James hafifçe başını salladı. Okuldaki popüler ve zengin arkadaşlarıyla mesajlaşmak ve onlarla telefonda konuşmak dışında pek ilgilenmemişti. Birkaç defa falan buluşmuşlardı. James tüm yazını Elizabeth'e ayırmıştı ve bu sürede şu anki arkadaşlıklarının temellerini atmışlardı. Yaz başlarkenki samimiyetleriyle şimdiki, yaz biterkenki, samimiyetleri arasında dağlar kadar fark vardı ve James bundan hoşnuttu.
"Evet, onlara da zaman ayırdım. Ama şehirden gitmek istemiyorum şu anlık." diyerek geçiştirdi babasını o yüzden. Babası dudak büzdü.
"Tüm yazını o kıza ayırdın değil mi? Adı neydi, Elisa mıydı?" diye sordu. James şaşkınlıkla dikiz aynasına çevirdi bakışlarını.
"Sana ondan hiç bahsetmedim." dedi. Babası güldü.

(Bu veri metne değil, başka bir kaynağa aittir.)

PR #287, opened 2018-03-31
Retif comments support

### LINKED ISSUE #281: Comments in anonymous function inside ternary
Gotta love those edge cases:
```php
abstract class Kernel
{
    protected function initializeContainer()
    {
        $previousHandler = previousHandler ?: set_error_handler(function () {
            $foo = "bar";
            // Clean the trace by removing first frames added by the error handler itself.
        });
    }
}
```
`[error] ../symfony/src/Symfony/Component/HttpKernel/Kernel.php: Error: Comment "// Clean the trace by removing first frames added by the error handler itself." was not printed. Please report this error!`

czosel:
Fixes #281

### DIFF
--- a/src/index.js
+++ b/src/index.js
@@ -134,6 +134,10 @@ const printers = {
         {
           kinds: ["parameter"],
           children: { listNodes: [], nodes: ["value"] }
+        },
+        {
+          kinds: ["retif"],
+          children: { listNodes: [], nodes: ["trueExpr", "falseExpr", "test"] }
         }
       ];
       const children = nodeMap.reduce((currentChildren, map) => {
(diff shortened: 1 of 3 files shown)


src/index.js
```diff
@@ -134,6 +134,10 @@ const printers = {
         {
           kinds: ["parameter"],
           children: { listNodes: [], nodes: ["value"] }
+        },
+        {
+          kinds: ["retif"],
+          children: { listNodes: [], nodes: ["trueExpr", "falseExpr"] }
```
mgrip: should probably add [test](https://github.com/glayzzle/php-parser/blob/master/docs/AST.md#retif) as well

czosel: Good catch! done.

PR #288, opened 2018-03-31
Support comments in "new" node

czosel:
Too lazy to create an issue for this :sweat_smile:


mgrip:
I don't blame you haha

PR #299, opened 2018-04-02
fix: print semicolon fi statement inside `parens`

### LINKED ISSUE #292: Semicolon missing after inline `new`
Input:
```php
(new Translator($container, new MessageFormatter(), 'en', array(), array('foo' => 'bar')));
```

Output:
```php
        (new Translator(
            $container,
            new MessageFormatter(),
            'en',
            array(),
            array('foo' => 'bar')
        ))
```

This is taken from [symfony's repo](https://github.com/symfony/symfony/blob/96bec9de77bfedadcb638a39b9b1c7505d0ae786/src/Symfony/Bundle/FrameworkBundle/Tests/Translation/TranslatorTest.php#L142).

evilebottnawi:
fixes #292

### DIFF
--- a/tests/parens/__snapshots__/jsfmt.spec.js.snap
+++ b/tests/parens/__snapshots__/jsfmt.spec.js.snap
@@ -1,0 +1,31 @@
+// Jest Snapshot v1, https://goo.gl/fbAQLP
+
+exports[`new.php 1`] = `
+<?php
+(new Translator(
+    $container,
+    new MessageFormatter(),
+    'en',
+    array(),
+    array('foo' => 'bar')
+))
+?>
+<?php
+(((new Translator(
+    $container,
+    new MessageFormatter(),
+    'en',
+    array(),
+    array('foo' => 'bar')
+))))
+?>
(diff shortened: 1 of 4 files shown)


tests/parens/__snapshots__/jsfmt.spec.js.snap
```diff
@@ -0,0 +1,31 @@
...
+))))
+?>
+~~~~~~~~~~~~~~~~~~~~~~~~~~~~~~~~~~~~~~~~~~~~~~~~~~~~~~~~~~~~~~~~~~~~~~~~~~~~~~~~
+<?php
+(new Translator($container, new MessageFormatter(), 'en', array(), array(
+    'foo' => 'bar'
+)));
+(new Translator($container, new MessageFormatter(), 'en', array(), array(
+        'foo' => 'bar'
+    )));
```
evilebottnawi: Something wrong with indent, let' fix it in other PR :+1:

czosel:
This is much better indeed! Does it make sense to leave out the semicolon in the test though? Usually I’d say we should test for valid PHP.

evilebottnawi:
@czosel I think it all depends on the situation, when we tests semicolon we should add tests without semicolon. in normal tests we should write semicolon always - to better reading tests

PR #301, opened 2018-04-02
fix: print comments inside incide node

evilebottnawi:
We have extra indent, let's fix in other PR

### DIFF
--- a/src/index.js
+++ b/src/index.js
@@ -142,6 +142,14 @@ const printers = {
         {
           kinds: ["echo"],
           children: { listNodes: ["arguments"], nodes: [] }
+        },
+        {
+          kinds: ["parenthesis"],
+          children: { listNodes: [], nodes: ["inner"] }
+        },
+        {
+          kinds: ["include"],
+          children: { listNodes: [], nodes: ["target"] }
         }
       ];
       const children = nodeMap.reduce((currentChildren, map) => {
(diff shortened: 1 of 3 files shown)


src/index.js
```diff
@@ -148,7 +152,12 @@ const printers = {
               return childValue ? [...accumulator, ...childValue] : accumulator;
             }, []),
             ...map.children.nodes.reduce((accumulator, childNode) => {
-              const childValue = node[childNode];
+              let childValue = node[childNode];
+              if (node.kind === "include") {
+                while (childValue && childValue.kind === "parenthesis") {
```
mgrip: this seems fishy to me - why not just add `parenthesis` to the map above?

evilebottnawi: @mgrip `parenthesis` can have other `parenthesis` and they also have `parenthesis`

mgrip: right... but as long as `parenthesis` is in the map once it should work - don't think it matters that its recursive

evilebottnawi: @mgrip i get error about comments not printed :confused:

mgrip: hrm I'm trying to check out your branch to see but I can't seem to find it...

mgrip: anyways just tried it myself and it worked

```javascript
{
  kinds: ["parenthesis"],
  children: { listNodes: [], nodes: ["inner"] }
},
{
  kinds: ["include"],
  children: { listNodes: [], nodes: ["target"] }
}
```

evilebottnawi: @mgrip your solution is better :+1: I will do this in near future :+1:

evilebottnawi:
@mgrip done :+1:

PR #316, opened 2018-04-03
fix: don't add extra newline in `offsetlookup` and add newline in `assign`

### LINKED ISSUE #312: Extra newline in array push
This
```php
<?php
$someArray[] = $this->something->long->that->makes->it->break->onto->two->lines();
```
becomes
```php
<?php
$someArray[

] = $this->something->long->that->makes->it->break->onto->two->lines();
```

which has a really strange blank line in it. I'm not sure the best way to break this. Probably something like this?
```php
<?php
$someArray[] =
  $this->something->long->that->makes->it->break->onto->two->lines();
```

evilebottnawi:
fixes #312


evilebottnawi:
WIP on newline after `assign`

evilebottnawi:
Looks like [prettier](https://prettier.io/playground/#N4Igxg9gdgLgprEAuEASAzhAtnAggJ3wEMBPAbQEYBdAAgF4bUYALAS3QDpMcXWoBzDgBtoglkRgcsRANZxOrSQCN8cWR2gwIHGAHdtKtTI6H1QvvIAUASgDcIADQgIABxito6ZKCKEIugAVfBC8UIgA3CFYAE0cQInQYZAAzIiF0OCcVIjA5GABlFxy+fmQYfABXTJBoiDAUtIynPgz8GADifmkG9OqAK3QADwAhYly4AqIcABkLHqbnCpgXJYAmeeqi-FbkECUiJRIRKDiXfD4YAHUYlmQADgAGJzOIDMviF12z+Th8cLg4qoAI4VViqDpELpEDZODJYVhlSrVdAlIRwACKFQg8BhIBgB2u0VuSFWTnKRFY5gEAGFsN0UFBoACnBUMgAVA6hVK9AC+PKAA) don't add newline after `=`. Should we do this or not?

evilebottnawi:
We can merge this as it to avoid ugly newline inside `[]` and open issue for discussion about newline

src/printer.js
```diff
@@ -330,23 +330,26 @@ function printExpression(path, options, print) {
           path.call(print, "offset")
         ]);
       case "offsetlookup": {
-        const isOffsetNumberNode = node.offset && node.offset.kind === "number";
+        const hasOffset = node.offset;
```
czosel: If it's called `hasOffset`, it should be `Boolean(node.offset)` instead. Maybe you could just drop the extra variable and use node.offset directly.

evilebottnawi:
@czosel done :+1:

PR #339, opened 2018-04-06
fix: output comments in `print` node

evilebottnawi:
Ugly, let's fix it in other PR


evilebottnawi:
Merge as is, just couple of lines and tests. Feel free to feedback :+1:

PR #341, opened 2018-04-06
fix: output comments in `global` node

evilebottnawi:


evilebottnawi:
Merge as is, just couple of lines and tests. Feel free to feedback :+1:

Issue #347, opened 2018-04-06
Potential nodes print without comments.


evilebottnawi:
Need add tests for each
- [x] interface
- [x] exit
- [x] goto
- [x] silent
- [x] halt
- [x] break
- [x] continue
- [x] traituse
- [x] traitprecedence
- [x] traitalias
- [x] label

For many nodes i already send PR. I think list above is last. When we should improve ugly output :+1:

evilebottnawi:
Cross issue https://github.com/prettier/prettier/issues/4276

evilebottnawi:
Information: strange with
```php
exit(/* Comment */);
```

mgrip:
🎉 nice work @evilebottnawi

evilebottnawi:
Looks like all nodes print comments, but i will add more tests, example around empty arguments in function  and double check every node.
@mgrip Thanks!

PR #349, opened 2018-04-06
fix: output comments in trait stuff

evilebottnawi:


evilebottnawi:
partial fix https://github.com/prettier/plugin-php/issues/347

PR #350, opened 2018-04-06
Fix escaping in encapsed nodes

### LINKED ISSUE #298: Quote escaping removed
Input:
```php
$test = "\"$commandName\"";
```
Output:
```php
$test = ""$commandName"";
```

czosel:
Fixes #298

### DIFF
--- a/src/printer.js
+++ b/src/printer.js
@@ -495,18 +495,14 @@ function printExpression(path, options, print) {
         // @TODO: for now just reusing double/single quote preference from doc. could eventually
         // use setting from options. need to figure out how this works w/ complex strings and interpolation
         // also need to figure out splitting long strings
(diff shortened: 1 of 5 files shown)


src/printer.js
```diff
@@ -524,9 +524,7 @@ function printExpression(path, options, print) {
             path.map(valuePath => {
               const node = valuePath.getValue();
               if (node.kind === "string") {
-                return valuePath.getParentNode().type === "heredoc"
```
mgrip: you can probably get rid of some extra logic under "string" now that we aren't printing this

czosel: Good catch! Please check again 😄

mgrip:
🎉

PR #353, opened 2018-04-07
fix: output comments in `silent` node

evilebottnawi:


evilebottnawi:
Feel free to feedback

PR #355, opened 2018-04-07
fix: output comments in `break` and `continue` node

evilebottnawi:
:star:


evilebottnawi:
Merge as is, feel free to feedback :+1:

PR #150, opened 2022-03-02
feat: verify (always) Amount matches Commitment

dan-da:
High level changes:

1. The check that secret amount matches commitment is now moved inside
Dbc::verify() so there is no chance of a wallet forgetting to do it.

2. We standardize on verify/verification instead of validate/validation.
This matches usage in ringct and blsttc, so it makes the api more
regular.

Details:

* change validate command to verify in mint-repl
* impl From<AmountSecrets> instead of Into<RevealedCommitment>
* impl From<AmountSecrets> instead of Into<Amount>
* replace validate/validation with verify/verification in code/comments
* rename validation.rs to verification.rs
* rename TransactionValidator to TransactionVerifier
* rename Dbc::confirm_valid() to verify()
* verify that secret Amount matches public Commitment inside Dbc::verify()
* update tests appropriately

### DIFF
--- a/src/dbc.rs
+++ b/src/dbc.rs
@@ -6,7 +6,7 @@
 // KIND, either express or implied. Please review the Licences for the specific language governing
 // permissions and limitations relating to use of the SAFE Network Software.
 
-use crate::{AmountSecrets, KeyImage, Owner, SpentProof, TransactionValidator};
+use crate::{AmountSecrets, KeyImage, Owner, SpentProof, TransactionVerifier};
 use crate::{DbcContent, DerivationIndex, Error, KeyManager, Result};
 use blst_ringct::ringct::{OutputProof, RingCtTransaction};
 use blst_ringct::{RevealedCommitment, TrueInput};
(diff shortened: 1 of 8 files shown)


src/dbc.rs
```diff
@@ -241,34 +241,17 @@ impl Dbc {
     /// If the merchant were to send the goods without first performing
     /// this check, then they could be stuck with an unspendable Dbc
     /// and no recourse.
-    pub fn confirm_provided_amount_matches_commitment(
-        &self,
-        base_sk: &SecretKey,
-        amount: &AmountSecrets,
-    ) -> Result<()> {
+    pub(crate) fn confirm_amount_matches_commitment(&self, base_sk: &SecretKey) -> Result<()> {
```
davidrusu, line 244:
```suggestion
    pub(crate) fn verify_amount_matches_commitment(&self, base_sk: &SecretKey) -> Result<()> {
```

davidrusu (dismissed):
LGTM

PR #152, opened 2022-03-04
Builder verification pr

dan-da:
fix: verify Tx in DbcBuilder::build()

Previously DbcBuilder::build() was only doing some incomplete
validations.  This commit verifies the Tx which also requires
that DbcBuilder::build() accept a KeyManager param, which has
mintnode/spentbooknode trust implications/requirements that
are now documented.

* doc: add doc comment for TransactionVerifier::verify() and
        ::verify_without_sigs()
* rename mint_verifier param to verifier
* doc: add doc comment for Dbc::verify()
* optimization: iter/collect() mint sigs once per tx, not per Dbc
* add KeyManager arg to DbcBuilder::build()
* call TransactionVerifier::verify() within DbcBuilder::build()
* adapt tests, examples, benches to pass key_manager into ::build()

------
fix: avoid unnecessary sig verifications

Previously we were performing duplicate signature verifications.

This occurred whenever two or more inputs to our tx (b) were each outputs of the
same source tx (a). In this case, KeyManager::verify() was being called using
the exact same tx_hash, mint_pk, and mint_sig for each input.

The change is to:
1. separate logic that verifies a mint sig is provided for each
tx from the logic that actually verifies each sig.
2. generate a list of unique pk+sig.
3. verify tx hash against each pk+sig.

### DIFF
--- a/benches/reissue.rs
+++ b/benches/reissue.rs
@@ -108,7 +108,7 @@ fn bench_reissue_100_to_1(c: &mut Criterion) {
     let reissue_share = mintnode.reissue(rr).unwrap();
 
     dbc_builder = dbc_builder.add_reissue_share(reissue_share);
-    let dbcs = dbc_builder.build().unwrap();
+    let dbcs = dbc_builder.build(mintnode.key_manager()).unwrap();
 
     let output_owner_once =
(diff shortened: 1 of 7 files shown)


davidrusu (approved):
LGTM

"Sarhoşken ne dediğini bilmiyorsun." diyerek açıkladı. James yutkunup hafif kızarmış yanakları eşliğinde gözlerini kaçırdı. Babasının yanından ayrılmadan sarhoş edecek kadar içmemeliydi.
"Ondan hoşlanıyor musun?"
Babasının sorusu çekingen gibi geldi James'ın kulağına. Gözlerini dikiz aynasına çevirdiğinde babasının kendine baktığını gördü. Omuz silkip:
"Hayır, sadece arkadaşız." dedi. Babası gülüp tekrar yola çevirdi bakışlarını.
"Bir zamanlar annen ve ben de sadece arkadaştık." dedi dalgın dalgın. O an kısa bir sessizlik oluştu.
"Onu özlüyor musun hâlâ?" diye sordu James. Babasının gözlerindeki yıkımı görmemek için gözlerini cama çevirdi ve art arda hızla geçen ağaçlara odaklanmaya çalıştı ama görüşü buğulanmaya ve burnunun ucu sızlamaya başlamıştı bile. İki koca sene James'ı hâlâ annesinin yokluğuna alıştıramamıştı.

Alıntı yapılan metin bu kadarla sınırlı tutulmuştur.